Limitations & Future Work¶
- The authors admit the logit initialization mapping for LNuDFT and its hyperparameters were chosen empirically; the optimal initialization strategy remains an open question. Experiment (v) even shows frozen logit initialization works best on Dynamic-U, suggesting the impact of initialization is not yet fully understood.
- A noticeable seen/unseen performance gap exists; while Ours beats baselines on unseen arrays, it is still worse than on seen ones.
- Evaluation only covered static sources and up to two speakers; performance under moving sources or higher source counts has not been fully verified.
- Physical priors currently only cover "frequency non-uniformity" and "relative geometry"; other acoustic factors like reverberation and noise are not explicitly modeled in the priors.
Related Work & Insights¶
- vs. GI-DOAEnet (aMPE): Ours is built directly upon it but replaces absolute position encoding (aMPE) with relative rMPE and standard DFT with LNuDFT. While GI-DOAEnet performs okay in seen conditions, its MAE collapses to 90°+ on unseen arrays; Ours' "relativization" fills this gap.

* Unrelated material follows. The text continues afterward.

PR #2700, opened 2022-10-04
Re-working Status Update Queue Message Handling

### LINKED ISSUE #2647: Resource hangs with "pipeline running" during update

- vs. Template Matching (IPDnet): Template matching also allows arbitrary grids without retraining, but it optimizes IPD rather than direct DOA and requires pairwise computations (23.2 GFLOPs for only 2 channels). Ours predicts candidate DOAs directly without manual templates or pairwise costs.
- vs. Regression (Neural-SRP): Regression offers theoretically infinite resolution but is constrained by maximum source counts and lacks interpretability. Ours retains interpretable spatial spectra while gaining flexible grid capabilities.
Rating¶
- Novelty: ⭐⭐⭐⭐⭐ Combining physical priors (LNuDFT, rMPE) with dual-tower representation alignment for universal SSL is novel and well-motivated.
- Experimental Thoroughness: ⭐⭐⭐⭐ Covers 4 datasets (seen/unseen, real/synthetic) and 8 ablation studies; moving/multi-source scenarios slightly lacking.
- Writing Quality: ⭐⭐⭐⭐ Clear physical derivations; ablations map to each component. Formulas are dense but logically consistent.
- Value: ⭐⭐⭐⭐⭐ "No retraining for changes in array/grid" is a high-demand requirement for real-world deployment. The order-of-magnitude improvement on unseen arrays is highly convincing.